The reason this matters is the timing. Tooth eruption clusters at 6–12 months, which is exactly the same window in which babies start to encounter their first respiratory viruses, ear infections, gastroenteritis, roseola, and urinary infections. They overlap constantly. "It's just teething" gets used as the catch-all explanation, and that delay sometimes costs a same-day GP appointment that would have changed things.
When to Get Them Seen
Anything from the "not teething" list above warrants assessment for another cause. In particular, get a same-day GP review if:
- Any fever in a baby under 3 months
- Fever ≥39°C in a 3–6 month old, or any fever lasting more than 5 days
- Persistent ear pulling with fever, or worsening when laid flat
- Vomiting that won't settle, green/yellow vomit, or fewer wet nappies
- A non-blanching rash (does not fade under pressure on a glass)

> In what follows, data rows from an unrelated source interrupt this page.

PR #6766, opened 2024-04-23
CTSKF-305 API Request Logging

AlexRyanShep:
#### What
Enabling logging of API requests to STDOUT

#### Ticket

[CTSKF-305](https://dsdmoj.atlassian.net/browse/CTSKF-305)

#### Why
To help us debug issues with the API and notice them when they occur

#### How
Rewrote existing API logging to use LogStuff, added new helper to log errors during API exception handling, wrote RSpec unit tests for logging functionality

[CTSKF-305]: https://dsdmoj.atlassian.net/browse/CTSKF-305?atlOrigin=eyJpIjoiNWRkNTljNzYxNjVmNDY3MDlhMDU5Y2ZhYzA5YTRkZjUiLCJwIjoiZ2l0aHViLWNvbS1KU1cifQ

### DIFF
--- a/app/interfaces/api/logger.rb
+++ b/app/interfaces/api/logger.rb
@@ -43,13 +43,13 @@ module API
               e)
     end
 
-    def log_api(level, type, data, error = nil)
+    def log_api(level, type, message, error = nil)
       LogStuff.send(
         level.to_sym,
         type:,
         error: error ? "#{error.class} - #{error.message}" : 'false'
       ) do
-        "API Log: #{data.to_json}"
+          message
       end
     end
   end
--- a/app/interfaces/api/logger.rb
+++ b/app/interfaces/api/logger.rb
@@ -1,27 +1,21 @@
 module API
   class Logger < Grape::Middleware::Base
     def before
-      log_api_request(env['REQUEST_METHOD'], env['PATH_INFO'], env['rack.request.form_hash'])
+      log_api(:info,
+              'api-request',
+              { method: env['REQUEST_METHOD'],
+                path: env['PATH_INFO'],
+                data: env['rack.request.form_hash'] })
     end
 
     def after
-      log_api_response
+      log_api(:info,
+              'api-response',
+              { inputs: input_params, status: response_status, response_body: })
       @app_response # this must return @app_response or nil
     end
 
     private
-
-    def log_api_request(method, path, data)
-      log_api(:info,
-              'api-request',
-              { method:, path:, data: })
-    end
-
-    def log_api_response
-      log_api(:info,
-              'api-response',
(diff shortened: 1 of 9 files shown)


app/interfaces/api/logger.rb
```diff
@@ -12,17 +12,24 @@ def after
     private
 
     def log_api_request(method, path, data)
-      log_api('api-request', method:, path:, data:)
+      log_api(:info,
+              'api-request',
+              { method:, path:, data: })
```
Katy600: Hi Alex, do the params need to be passed to the hash in the log_api method? Or does that not make any difference? 
 
 `{ method: method, path: path, data: data}`

AlexRyanShep: Hi Katy, this is known as Shorthand Hash Syntax. When you're declaring a Hash and you have a variable which is the same name as the key you don't need to explicitly write it down. `method:` by itself is the same thing as `method: method`

app/interfaces/api/logger.rb
```diff
@@ -35,13 +42,21 @@ def response_body
...
-      Rails.logger.info api_request.to_json
+    rescue JSON::ParserError => e
+      log_api(:error,
+              'response-body',
+              "Error parsing API response body: \n#{@app_response[2].first}",
+              e)
+    end
+
+    def log_api(level, type, data, error = nil)
+      LogStuff.send(
```
Katy600, line 92: Is it better to pass a hash of arguments to make it more readable and remove any reliance on the order. Or perhaps that method is not going to be reused outside this context anyway and the params are very clear - so maybe not necessary. It was just a thought.

`(level: level, type: type, data: data, error = nil)`

AlexRyanShep: I think that might be a bit overkill here? Due to how Grape Middleware works, this is unlikely to be exported to any other areas of the application. It's just an abstraction used in this specific file. Happy to change if you feel strongly about it but not sure it's needed

app/interfaces/api/logger.rb
Katy600: Thanks @AlexRyanShep That is really helpful :)

app/interfaces/api/logger.rb
Katy600: That makes sense @AlexRyanShep. This is mostly me just trying to be thorough in a code review and making sure I understand it fully.

Katy600 (commented):
Hi @AlexRyanShep , 
Thanks you for all your feedback on my comments.  I have learnt a lot looking at your code and it would be great to talk this through to learn more. I have no other feed back unfortunately :)

mpw5 (approved):
Nice work. This all looks good to me.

- Drowsiness or floppiness, or "not themselves" in a way that's beyond ill-and-tired
- Difficulty breathing, fast breathing, sucking-in around the ribs
What Helps the Real Symptoms of Teething
A teething ring chilled in the fridge (not the freezer — frozen rings are too hard and bruise the gum); cold cucumber sticks or a chilled flannel for babies who are weaning; a clean finger pressed firmly along the gum ridge; a barrier cream for drool rash; weight-appropriate paracetamol or, in babies over 3 months and over 5 kg, ibuprofen, used at night when the discomfort is genuinely interrupting sleep. Teething gels containing lidocaine or benzocaine are no longer recommended (poor evidence of benefit, real risk of overdose). Amber teething necklaces are a strangulation and aspiration hazard and should not be used.
The lasting reassurance is that teething is mild, local, and self-resolving. If what you're seeing doesn't fit that, trust the instinct that it's something else and get them seen.
Key Takeaways
The reliable signs of teething are local and short-lived: heavy drooling, chewing on anything in reach, a swollen patch of gum where the tooth is coming through, mild fussiness peaking the day or two before it erupts, a bit more night waking, and sometimes face or ear rubbing on the affected side. The pattern is the giveaway — the discomfort builds, the tooth appears, the fussiness lifts. What teething does NOT cause: temperatures above 38°C, diarrhoea, vomiting, body rashes, runny nose or cough, or inconsolable crying for hours. The trap is timing — 6–12 months is also when babies meet their first viruses and ear infections. Attributing every symptom to 'just teething' is the single most common reason a real illness gets seen too late.